A simple ionospheric correction method for radar-based space surveillance systems, with performance assessment on GRAVES data

TL;DR

This paper introduces a straightforward ionospheric correction method for radar-based space surveillance, demonstrating significant improvements in radial velocity accuracy on GRAVES data using GPS-based corrections.

Contribution

The paper presents a simple, GPS-data-driven ionospheric correction method specifically tested on GRAVES radar data, improving satellite velocity measurements.

Findings

Radial velocity error reduced from 2.60κ to 0.83κ during daytime passes.

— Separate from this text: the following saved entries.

PR #47, opened 2022-08-11
♻️ Add stronger toString tests

Vectorized:
## Description

Try to corrupt the memory before and after, and see if the string survives.

## Checklist

- [x] Ran `forge snapshot`?
- [x] Ran `npm run lint`?
- [x] Ran `forge test`?

### DIFF
--- a/test/LibString.t.sol
+++ b/test/LibString.t.sol
@@ -20,6 +20,69 @@ contract LibStringTest is Test {
         );
     }
 
+    function testToStringZeroBrutalized() public {
+        string memory s0 = LibString.toString(0);
+        assembly {
+            mstore(mload(0x40), not(0))
+            mstore(0x40, add(mload(0x40), 0x20))
+        }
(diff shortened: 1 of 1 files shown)


test/LibString.t.sol
```diff
@@ -20,6 +20,69 @@ contract LibStringTest is Test {
...
+            mstore(0x40, add(mload(0x40), 0x20))
+        }
+        assertEq(
+            keccak256(bytes(s0)),
+            keccak256(bytes("115792089237316195423570985008687907853269984665640564039457584007913129639935"))
+        );
+        assertEq(
+            keccak256(bytes(s1)),
+            keccak256(bytes("115792089237316195423570985008687907853269984665640564039457584007913129639935"))
+        );
```
hrkrshnn, line 83: So high level solidity can handle the dirty bits and bad encoding well. So the test wouldn't really catch the issues. You'll need to read slots in assembly.

PR #64, opened 2022-08-28
✨Added Dist Function into FixedPointMathLib

Atarpara:
## Description

Added Absolute Delta Function. @Vectorized may be optimize more can you look this?

## Checklist

- [x] Ran `forge snapshot`?
- [x] Ran `npm run lint`?
- [x] Ran `forge test`?


Vectorized:
Not sure if really want to add this, as it can be confused with https://mathworld.wolfram.com/DeltaFunction.html

Some other functions that can be considered https://docs.python.org/3/library/math.html

- gcd
- lcm
- factorial

Atarpara:
Yes. We can give rename by dist. Simply x-y overflowing on the edge case. 

Example:- 

dist (type(int256).min, type(int256).max) simple x-y overflows the int256 limit. 

thanks for giving me an idea about some more function.

PR #84, opened 2022-09-08
⚡️ Merkle MultiProof optimizations

Vectorized:
## Description

Thanks @wminshew 

## Checklist

- [x] Ran `forge snapshot`?
- [x] Ran `npm run lint`?
- [x] Ran `forge test`?


src/utils/MerkleProofLib.sol
```diff
@@ -56,74 +56,55 @@ library MerkleProofLib {
...
                 // For the case where `proof.length + leafs.length == 1`.
                 if iszero(flags.length) {
                     // If `proof.length` is zero, `leafs.length` is 1.
                     if iszero(proof.length) {
-                        isValid := eq(calldataload(leafsOffset), root)
+                        isValid := eq(calldataload(leafs.offset), root)
                         break
                     }
                     // If `leafs.length` is zero, `proof.length` is 1.
                     if iszero(leafs.length) {
```
wminshew, line 68: this `if` stmt is redundant (and as discussed in tg you could get rid of the other `if` stmt w some `xor`/`mul`s to save a few more gas in this case i think -- but at a minimum you don't need this one)

wminshew: how is a 0-length array handled in calldata? what does `.offset` return?

Vectorized:
```solidity
function cdOffset(uint256[] calldata a, uint256[] calldata b)
    public 
    pure 
    returns (uint256 ao, uint256 bo) 
{
    assembly {
        ao := a.offset
        bo := b.offset 
    }
}
```

a: `[1,2,3]`, b: `[2,3,4,5,6]` => ao: `100`, bo: `228`.  

a: `[]`, b: `[]` => ao: `100`, bo: `132`.

wminshew: ok nice so if the array is empty then `calldataload(offset)` returns `0` it looks like which means since you know one of these arrays has length 1 and one has length 0 you can just do
```
isValid := eq(or(calldataload(leafs.offset),calldataload(proof.offset)), root)
break
```
w/o any nested `if` stmts

Vectorized: Wait, I wouldn't be too sure on that stunt:

```solidity
function testCalldataZeroArrayTrick(uint256[] calldata a, uint256[] calldata b, uint256[] calldata c, uint256[] calldata d) public {
    bool hasError;
    assembly {
        if and(iszero(a.length), gt(calldataload(a.offset), 0)) {
            hasError := 1
        }
        if and(iszero(b.length), gt(calldataload(b.offset), 0)) {
            hasError := 1
        }
        if and(iszero(c.length), gt(calldataload(c.offset), 0)) {
            hasError := 1
        }
        if and(iszero(d.length), gt(calldataload(d.offset), 0)) {
            hasError := 1
        }
    }
    assertFalse(hasError);
}
```

This fuzz test fails.

Vectorized: I'll simply use:

```solidity
isValid := eq(
    calldataload(
        xor(leafs.offset, mul(xor(proof.offset, leafs.offset), proof.length))
    ),
    root
)
```

To be on the safe side.

wminshew: good test & good fix

PR #88, opened 2022-09-12
⚠️ Remove 2 step

Vectorized:
## Description

@pcaversaccio highlighted that a protocol can act as if they have revoked their ownership, but in actuality, restore their ownership via `acceptOwnershipHandover`.

So the trick is:
- `proposeOwnershipHandover`
- `renouceOwnership`
- `acceptOwnershipHandover`

I don't consider this a bug tbh, more like a possible feature for tricking people.

Look, I really don't want to make this code normie-safe by default by making every ownership transfer set the `_proposedOwner` slot to 0, which costs an additional 2.2k gas. 

Plus, it is pure Milady energy to see how people can use this neat "propose-revoke-accept" feature.

Most likely will delete it to prevent hoo-ha.

If you somehow **_still_** need this feature, you can DIY by writing your own function which calls the `_setOwner` internal function. And of course, do not reset the `_proposedOwner` to zero ;)

## Checklist

- [x] Ran `forge snapshot`?
- [x] Ran `npm run lint`?
- [x] Ran `forge test`?


pcaversaccio:
A PoC contract can be found [here](https://goerli.etherscan.io/address/0x5b0c60db3897e6c5a10ad6c2e18556f2d56b97c5).

Vectorized:
Published 0.0.20 on NPM

Issue #97, opened 2022-09-15
✨ New LibString functions


Vectorized:
I heard that some people are using LibString in their tests, or tokenURIs.

```Solidity 

uint256 internal constant NOT_FOUND = type(uint256).max;

function slice(string memory s, uint256 start) internal pure returns (string memory result)

function slice(string memory s, uint256 start, uint256 end) internal pure returns (string memory result)

function repeat(string memory s, uint256 times) internal pure returns (string memory result)

function indexOf(string memory s, string memory needle) internal pure returns (uint256 result)

function indexOf(string memory s, string memory needle, uint256 from) internal pure returns (uint256 result)

function lastIndexOf(string memory s, string memory needle) internal pure returns (uint256 result)

function lastIndexOf(string memory s, string memory needle, uint256 from) internal pure returns (uint256 result)

function startsWith(string memory s, string memory needle) internal pure returns (bool result)

function endsWith(string memory s, string memory needle) internal pure returns (bool result)
```

Don't need to max optimize for run-time gas. 

Small code footprint and bytecode size is of priority.

Other common string functions in languages like JS, Ruby, Python have been considered, but are not planned to be added due to the following reasons:
- heavy code needed
- lack of on-chain usefulness
- can be implemented efficiently with native Solidity functions and few lines of code, with the proposed functions

PR #103, opened 2022-09-21
✨ More LibString functions

Raiden1411:
## Description

Added 3 new functions for LibString.sol

-> join
-> concatenate 
-> split   

Also created proper tests in LibString.t.sol.

## Checklist

- [x] Ran `forge snapshot`?
- [x] Ran `npm run lint`?
- [x] Ran `forge test`?


Vectorized:
Thanks!

Lemme think about it, cuz it’s kinda pushing the code into the chonky side. Have considered these functions while drafting #97 .

Raiden1411:
Thanks for the consideration!

Looking forward to your reply. Could possibly exclude join from this request since I feel that `concatenate` and `split` would be the most useful ones. Also `split `can't be done in plain solidity.

Vectorized:
I'll see what I can do and modify from here. ;)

Correction gain can be as high as 1.76κ.

Method is simple to implement and effective in practice.

Abstract

Ionospheric effects degrade the quality of radar data, which are critical for the precision of the satellite ephemeris produced by space surveillance systems; this degradation is especially noticeable for radars such as GRAVES that operate in the very high frequency range. This article presents a simple and effective method to correct for ionospheric effects, with an evaluation on data obtained with GRAVES, the French space surveillance radar. This method relies on GPS data, and our evaluation relies on GRAVES and DORIS data. We found that the gain in terms of evaluated radial velocity can be as high as 1.76$\kappa$, where $\kappa$ is the typical root mean square of the noise on radial velocity measurements for GRAVES (excluding ionospheric effects): the error decreases from 2.60$\kappa$ to 0.83$\kappa$ for daytime satellite overhead passes. Our conclusion is that, while this method is very simple to implement, it has proven to be a good correction for ionospheric effects in practice.